Records from a dataset
Issue #10, opened 2020-04-05
Fix trait/perk: Mounted Archer


johnshepardn7117:
Same issue as with disciplinarian, So I will list them off here, unless you want me to do a separate link to each?

 If these don't then I assume, many others don't either.

Trait confirmed not to work.

Mounted Archery trait: allowing any bow to be used on horseman.
Mounted Crossbows: allowing reloading on horseback

johnshepardn7117:
Mod claiming to have fixed the issue: (permission needed)

https://www.nexusmods.com/mountandblade2bannerlord/mods/215?tab=files&file_id=842&nmm=1

ajseavey:
I'm the author of that fix and will be looking into incorporating it into this mod tonight.

Jayshua83:
Is this still happening? Would be really nice to not have so many mods! :)

ajseavey:
It is. Working on getting a proper implementation work. Have one last thing to iron out, I think.

Velken:
Cant use Noble Long Bow on horse with Bow Expert nor with Mounted Archer. (e1.1.0-Beta)

Jayshua83:
> Cant use Noble Long Bow on horse with Bow Expert nor with Mounted Archer. (e1.1.0-Beta)

I can with the mod that fixes those perks!

PR #51, opened 2020-04-07
Fix Mounted Archer, Bow Expert, Crossbow Cavalry, and Crossbow Expert perks.

ajseavey:
Addresses #10 by overriding flags and usability on the hero adding said perks or on loading while the hero has said perks. Based on my solution from https://www.nexusmods.com/mountandblade2bannerlord/mods/215.

### DIFF
--- a/README.md
+++ b/README.md
@@ -11,6 +11,10 @@ Current Fixes:
 * The Peak Form perk.
 * The Ruler perk.
 * The Reeve perk.
+* The Mounted Archer perk.
+* The Bow Expert perk.
+* The Crossbow Cavalry perk
+* The Crossbow Expert perk
 * Fixes Item Comparison perk-based coloring.
 
 Current Features:
--- a/src/CommunityPatch/Patches/MountedBowPerksPatch.cs
+++ b/src/CommunityPatch/Patches/MountedBowPerksPatch.cs
@@ -1,0 +1,54 @@
+using System;
+using System.Collections.Generic;
+using System.Linq;
+using TaleWorlds.CampaignSystem;
+using TaleWorlds.Core;
+using TaleWorlds.Localization;
+
+namespace CommunityPatch.Patches {
+
+  internal class MountedBowPerksPatch : IPatch {
+
+    public bool Applied { get; private set; }
+
+    public static readonly List<PerkObject> _perks
+      = new List<PerkObject> { DefaultPerks.Bow.MountedArcher, DefaultPerks.Riding.BowExpert };
+
+    public bool IsApplicable(Game game)
+      // ReSharper disable once CompareOfFloatsByEqualityOperator
+      => game.GameType as Campaign != null
+          && (game.PlayerTroop as CharacterObject)?.HeroObject != null;
+
+    public void Apply(Game game) {
+
+      Hero hero = (game.PlayerTroop as CharacterObject)?.HeroObject;
+
+      if (_perks.Any(hero.GetPerkValue)) PatchWeapons();
+
+      (game.GameType as Campaign).CampaignBehaviorManager?.AddBehavior(new OnMountedBowPerkAddedBehaviour());
+      
+      Applied = true;
+    }
+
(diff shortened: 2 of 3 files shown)


Skau:
Nice! You should update the readme too with the fixes.

ajseavey:
Done and done

Tyler-IN:
The patches look ok at first glance...
However, the IsApplicable bits just check to see if it's a Campaign and there's a Player Troop with a Hero? The implementation should check to see if the patch is "applicable" in the sense that it isn't already fixed or patched by another mod.

Looking at the patches a bit more, what's the deal with the serialization stuff and checking if it's the player hero?

ajseavey:
The `AddNonSerializedListener` is just adding an event listener on the `PerkOpened` (Perk Added) event. Also I'm not too savvy on when that triggers, but it may trigger when you do it for a companion, and since as far as I can tell the changes I'm making are global for the ItemObject I'm changing, at least for now, it seems wiser to restrict it to when the player character gets the perk.

Also, sorry about the `IsApplicable` stuff. I wasn't entirely sure of the intended purpose of that was. I'll fix those conditions soon. I may also look into method patching to maybe change it for only characters with the perk.

Tyler-IN:
So would this affect other game characters?

E.g. your hero can equip bows on horseback, but then suddenly so can the opposing heroes?

ajseavey:
I don't know if the opposing heroes would do so, but as far as I can tell this would make it possible for you to equip you companions with a long bow and a horse and they should be able to use it if you have the perk, as far as I can tell. I'm looking for ways to restrict that based on the character but that also is making me wonder if any regular cavalry units use long bow or crossbow.

ajseavey:
So looking at `Agent.TryToWieldWeaponInSlot` it makes a call to an interface full of `EngineMethod` annotated methods which I'm not sure if those are super internal or what. It's a lead to look into but I'm not sure how big of a rabbithole it'll be.

Skau:
There's also `Agent.EquipWeaponWithNewEntity` where you get the weapon in as an parameter directly. Instead of globally setting the values on all weapons you could just do it on the currently equipped weapon, and "turn it off" again when it's dropped or removed. This would make it so only the hero with the perk will have the effect. By using `Agent` you would have to get the corresponding `Hero` to see the perks. Just my two cents, might be better ways.

ajseavey:
Ideally I could find the logic that uses the flags I'm changing and overwrite that logic but it seems like that might be buried pretty deep.

ajseavey:
It does absolutely seem like `Agent.TryToWieldWeaponInSlot` is what I want, but since it makes a call off to that interface I have yet to figure out what I need to modify to make it do what I want.

Tyler-IN:
I don't see any more changes here yet.

Can you implement IsApplicable like I described above?

I'm going to investigate TryToWieldWeaponInSlot and give some feedback here soon.

ajseavey:
Sorry have been at work.  Will do so when I'm done for the day.

Tyler-IN:
See if you can join us on Discord and we can add you as a contributor to the project.

ajseavey:
I'm on the Mount and Blade discord. Svered#1526

Tyler-IN:
Update on this;

We discussed the craziness of how switching weapons and reloading are done.

Native code and callbacks come into play here.
I'd like to try to have this work for all heroes with the right perks, and none of the other parties.
If the AI doesn't ever use crossbows and longbows on horseback, then we can can go with this, but it might screw with other mods or have some strange edge cases.

ajseavey:
I am working on rewriting it to be more generally correct and hopefully that works. If not this can be a fallback implementation.

Tyler-IN:
Just letting the community know, @ajseavey is still working on this issue and has made good progress identifying a way to fix this directly and splitting up the issues into separate patches.

The major hurdle faced with these is that they call into native code in Game.dll.

ajseavey:
Closing since I've since redesigned how I'm doing this and have seperate PRs for those patches.

Issue #33, opened 2020-04-06
Bannerlord Perk doesn't work


tynakuh:
Should give +2 to party size for each fief owned. (It's personal but should probably be clan leader, as they are the only ones who can own fiefs?)

Tyler-IN:
hey @Skau I tagged you on this, you can remove yourself if you have another focus

Skau:
Np, I'll give it a try

Issue #39, opened 2020-04-06
Man-At-Arms doesn't work 


tynakuh:
Should gain 5 party size with every fief owned.

PR #56, opened 2020-04-07
Bannerlord perk

Skau:
This is a fix for #33 

I split it into two patches - one for the actual party size limit logic and one for the tooltip when you hover over the party size as shown here:

TaleWorlds MountAndBlade Launcher_aLZa4o97mB

I postfix PartyBase.get_PartySizeLimit and PartyBase.get_PartySizeLimitExplainer respectively.
In BannerlordPerkExplainerPatch I reuse the method from BannerlordPerkPatch to make it consisent.

Once again we're in the situation on how we want to interpret TaleWorlds wording: 
*+2 party size for each fief that you own*

I opted to go for the approach where the party leader is chosen as the check if the perk is available. Then it uses the party leader current clan and gets all its settlements. This means that any companion or NPC will get benefits of Bannerlord (if they can get the perk at all?). 
All settlements means that the castle/city will give +2 and the attached villages will provide another +2 each. 
Example:
TaleWorlds MountAndBlade Launcher_9HMZPALbfW

There are 6 settlements owned by the clan, so the party leader with the Bannerlord perk will have an extra +12 to its party size limit.

Does that make sense?

### DIFF
--- a/README.md
+++ b/README.md
@@ -11,6 +11,7 @@ Current Fixes:
 * The Peak Form perk.
 * The Ruler perk.
 * The Reeve perk.
+* The Bannerlord perk.
 * Fixes Item Comparison perk-based coloring.
 
 Current Features:
--- a/src/CommunityPatch/Patches/BannerlordPerkExplainerPatch.cs
+++ b/src/CommunityPatch/Patches/BannerlordPerkExplainerPatch.cs
@@ -1,0 +1,52 @@
+using System.Linq;
+using System.Reflection;
+using System.Security.Cryptography;
+using HarmonyLib;
+using TaleWorlds.CampaignSystem;
+using TaleWorlds.Core;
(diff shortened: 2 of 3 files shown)


Skau:
This + the steward ruler/reeve patches can probably be refactored out a bit. They patch very general functions (companion limit and party limit) and they could be reused for in other fixes. For example #39  could be implemented here as well, as it's basically the same.

Tyler-IN:
Since you're using AlreadyPatchedByOthers, it should be fine for other patches to apply to those methods and stack. Since you're using postfix patches that only modify the result, I think this will be fine.

Tyler-IN:
LGTM

Skau:
Yeah. It might best to have each patch separated anyways so they can be disabled individually for example if that's ever needed.

PR #57, opened 2020-04-07
Fixed Man-At-Arms

Skau:
Fix for #39.
Interpreted the same as #56 because the wording is exactly the same.

They stack appropriately.
TaleWorlds MountAndBlade Launcher_p4BcHJ2v3J


Tyler-IN:
LGTM - you are knocking these out pretty quick

Skau:
Sweet!

Issue #38, opened 2020-04-06
Swords as Tribute doesn't work


tynakuh:
Don't gain 10 party size for every Vassal you have.

PR #58, opened 2020-04-07
Steward Swords As Tribute fix

Skau:
Fix for #38 
*+10 party size for every vassal*

It properly stacks with the other party size patches.

It checks if the party leader's clan is the ruling clan of the kingdom and gets the count of all clans, excluding itself. Does that make sense? I think that is the vassals. Aka other clans in a kingdom.

### DIFF
--- a/README.md
+++ b/README.md
@@ -12,6 +12,7 @@ Current Fixes:
 * The Ruler perk.
 * The Reeve perk.
 * The Bannerlord perk.
+* The Swords As Tribute (Steward) perk.
 * Fixes Item Comparison perk-based coloring.
 
 Current Features:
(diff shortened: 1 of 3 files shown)


tynakuh:
LGTM, one thing that isn't taken into account is usage in:
`TaleWorlds.CampaignSystem.SandBox.GameComponents.Party.DefaultPartySizeLimitModel.ShowPartySizeDetail`

But that looks like its pure dev/cheat console related and I'm not sure we should worry about stuff like that for the community patch.

Skau:
>TaleWorlds.CampaignSystem.SandBox.GameComponents.Party.DefaultPartySizeLimitModel.ShowPartySizeDetail

I wasn't even aware of this method. There's definitely a decision that has to be made regarding patching with haromy against modifying the default model.

Issue #30, opened 2020-04-06
Peak Form and Healthy Scout Don't Add Health


Talnar:
Using your latest patch on the latest steam game version, selecting these perks still doesn't add max health to the character.

Tyler-IN:
Yep, that's missing - it needs to be implemented. The patches only fix the declarations, not the addition of health.

PR #59, opened 2020-04-07
Fix Healthy Scout & Peak Form perks, implementation via model wrapping

Tyler-IN:
Fixes https://github.com/Tyler-IN/MnB2-Bannerlord-CommunityPatch/issues/30

### DIFF
--- a/src/CommunityPatch/Patches/HealthyScoutPatch.cs
+++ b/src/CommunityPatch/Patches/HealthyScoutPatch.cs
@@ -1,7 +1,15 @@
+using System;
 using System.Collections.Generic;
+using System.Linq;
+using System.Reflection;
+using Helpers;
 using TaleWorlds.CampaignSystem;
+using TaleWorlds.CampaignSystem.SandBox.GameComponents;
 using TaleWorlds.Core;
+using TaleWorlds.Library;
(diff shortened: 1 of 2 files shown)


Tyler-IN:
Yeah if another mod changes out the model it doesn't apply.

Might need to add a fallback patch to handle that scenario, but if a mod is replacing the model, it might not even want to take the default behavior into account...

I also don't know if this even works yet, haven't tested in game.

Skau:
Well, I belive they definitely still want the perk fixes even with custom models. That's what I'm getting at. Swapping out a model breaking a perk fix doesn't feel right.

tynakuh:
I like the approach, but agreed, I'd imagine lots of mods will be going down the custom models approach, which means they're losing out on the perk fixes themselves if they haven't implemented them. I think i'd prefer not checking if the models a custom one myself but I can see arguments for and against that.

Is it possible to add a check for if TaleWorlds fixes this, that way when they put a fix out (assuming they fix it in the default model, seems sensible to me though) we aren't doubling perk effects.

Tyler-IN:
This needs an IL hash check

Tyler-IN:
Prefer #60

PR #60, opened 2020-04-07
Fix Healthy Scout & Peak Form perks, implementation via Harmony patching

Tyler-IN:
Fixes https://github.com/Tyler-IN/MnB2-Bannerlord-CommunityPatch/issues/30


Tyler-IN:
tested, fixed

PR #63, opened 2020-04-08
HugsLib like options API

### LINKED ISSUE #61: Suggestion: Mod Settings Framework
Hi, I would like to suggest a mod settings framework that other mods can use.

As an example I would like to recommend Hugslib from the Rimworld Community, as I think it's quite simple and effective to use:

usage example:
https://github.com/Fumblesneeze/RimBetterSpeed/blob/master/Source/BetterSpeed/Mod.cs

source is here:
https://github.com/UnlimitedHugs/RimworldHugsLib/tree/master/Source/Settings

the idea is that you as a user implement a base class where you give it a displayname and then you can add SettingHandle<T> fields to that class and initialize them with whatever selection of controls seems good, e.g. slider, textfield, number, and the framework collects all of these on one mod settings page, generates the UI and calls the SettingsChanged() callbacks when settings have been loaded or changed by the user. Reading the settings is easy since the SettingsHandle<T> will implicitly convert to to T.

Tyler-IN:
Begins effort for https://github.com/Tyler-IN/MnB2-Bannerlord-CommunityPatch/issues/61


src/CommunityPatch/CommunityPatchSubModule.cs
```diff
@@ -26,7 +27,7 @@ public partial class CommunityPatchSubModule : MBSubModuleBase {
     internal static readonly LinkedList<Exception> RecordedUnhandledExceptions
       = new LinkedList<Exception>();
 
-    internal static readonly OptionsFile Options = new OptionsFile(nameof(CommunityPatch)+".txt");
+    internal static readonly OptionsStore Options = new OptionsFile(nameof(CommunityPatch) + ".txt");
```
tynakuh, line 30: I'd prefer explicitly enforcing a file type/extension here.   Given they're all toml files as well.

src/CommunityPatch/Options/OptionsStore.cs
```diff
@@ -0,0 +1,17 @@
+namespace CommunityPatch {
+
+  public abstract class OptionsStore {
+
+    public abstract void Save();
+
+    public abstract void Set<T>(string key, T value);
+
+    public abstract void Set<T>(string ns, string key, T value);
```
tynakuh, line 9: Can we name these variables to be clearer for API purposes?

tynakuh (commented):
LGTM to me otherwise once we have a second pair of eyes.

src/CommunityPatch/Options/OptionsStore.cs
Tyler-IN: `ns` to `namespace`?

src/CommunityPatch/CommunityPatchSubModule.cs
Tyler-IN: The other simple key-value-pair bannerlord config files are all .txt files, apart from that there's xml files.

src/CommunityPatch/Options/OptionsStore.cs
tynakuh: Yep

src/CommunityPatch/CommunityPatchSubModule.cs
tynakuh: Ah I see the intention now, resolving.

src/CommunityPatch/Options/OptionsStore.cs
Tyler-IN: `namespace` is a language keyword.

Tyler-IN: Discussed in Discord, will add xml docs to flesh out description of parameters.

Tyler-IN:
> Un-needed. Actually exists in Apply already.

I think at some point we'll be displaying some GUI for patches, applicable patches will need to not show as skipped when applicable unless something went wrong when applying.
In this case, after being applied at campaign start up, it'd show as not applicable and applied, but skipped.

Tyler-IN:
This has been forked off to be made into a separate module.

https://github.com/Tyler-IN/MnB2-Bannerlord-ModOptions

CommunityPatch will add it as a dependecy and use it.

Tyler-IN:
This has references to options that need to be refactored and merged once ModOptions is up and running.

src/CommunityPatch/ContractAnnotationAttribute.cs
```diff
@@ -0,0 +1,25 @@
...
+    public ContractAnnotationAttribute([NotNull] string contract, bool forceFullStates) {
+      Contract = contract;
+      ForceFullStates = forceFullStates;
+    }
+
+    [NotNull]
+    public string Contract { get; }
+
+    public bool ForceFullStates { get; }
+
```
tryadelion, line 22: remove uneccessary spaces

src/CommunityPatch/Options/CustomOptionCategoryViewModel.cs
```diff
@@ -0,0 +1,29 @@
...
+      // ReSharper disable once PossibleNullReferenceException
+      var optionsBindingList = (MBBindingList<GenericOptionDataVM>) optionsField.GetValue(this);
+
+      foreach (var option in options)
+        optionsBindingList.Add(option);
+
+      // ReSharper disable once VirtualMemberCallInConstructor // because of course we do...
+      RefreshValues();
+    }
+
```
tryadelion, line 26: remove unnecessary spaces

tryadelion (approved):
Just some unnecessary trailing whitespaces / empty ines.

PR #64, opened 2020-04-08
War Rations fix

### LINKED ISSUE #36: War Rations doesn't work
Doesn't reduce amount of food consumed by 20%

Tyler-IN:
Carrying on where @Skau left off tonight;

before

after

Fixes #36.

### DIFF
--- a/src/CommunityPatch/Patches/WarRationsPerkPatch.cs
+++ b/src/CommunityPatch/Patches/WarRationsPerkPatch.cs
@@ -1,6 +1,7 @@
 using System;
 using System.Linq;
 using System.Reflection;
+using System.Runtime.CompilerServices;
 using HarmonyLib;
 using TaleWorlds.CampaignSystem;
 using TaleWorlds.CampaignSystem.SandBox.GameComponents.Map;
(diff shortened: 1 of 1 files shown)


Tyler-IN:
In case someone (probably TaleWorlds) changes the perk, it'll still take affect according to the expected behavior.

Tyler-IN:
There's a separate branch for options that does handles like HugsLib, e.g. Option<T>

src/CommunityPatch/Patches/WarRationsPerkPatch.cs
```diff
@@ -0,0 +1,95 @@
...
+        // qm is not in party
+        && party.MemberRoster.All(element => element.Character?.HeroObject != qm)
+      )
+        return;
+
+      var perk = ActivePatch._perk;
+      if (!qm.GetPerkValue(perk))
+        return;
+
+      var explainedNumber = new ExplainedNumber(__result, explainer);
```
tynakuh, line 78: I have a feeling this is going to be a common thing we'll have to do, wonder if we should build a helper function

Tyler-IN: Possibly. Copy pasta for now, refactor to helper later.

PR #69, opened 2020-04-08
Perk rewrites

Skau:
Rewrote Swords And Tribute, Bannerlord and Man-At-Arms patches to use the model approach seen in other patches. Reason is 1. to stay consistent and 2. that's most likely where TW would patch them.
I did not rewrite Ruler and Reeve because there are not an appropriate place to do so, there's only DefaultClanTierModel which doesn't seem right. If you guys finds a nice place, please tell me.


TYoung86:
The logic for sandbox shouldn't be in the base dlls, that's a violation of the principles of loosely coupling, in the future they _might_ care enough to move it to the SandBox module.
We'll address it when/if they ever do by doing a version check and `Type.GetType` like in `LordConversationsCampaignBehaviorPatch`.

EXERCISE DETAILS
From the records above, pull every line that carries the word "doing".

FINISHED EXERCISE
Closing since I've since redesigned how I'm doing this and have seperate PRs for those patches.
We'll address it when/if they ever do by doing a version check and `Type.GetType` like in `LordConversationsCampaignBehaviorPatch`.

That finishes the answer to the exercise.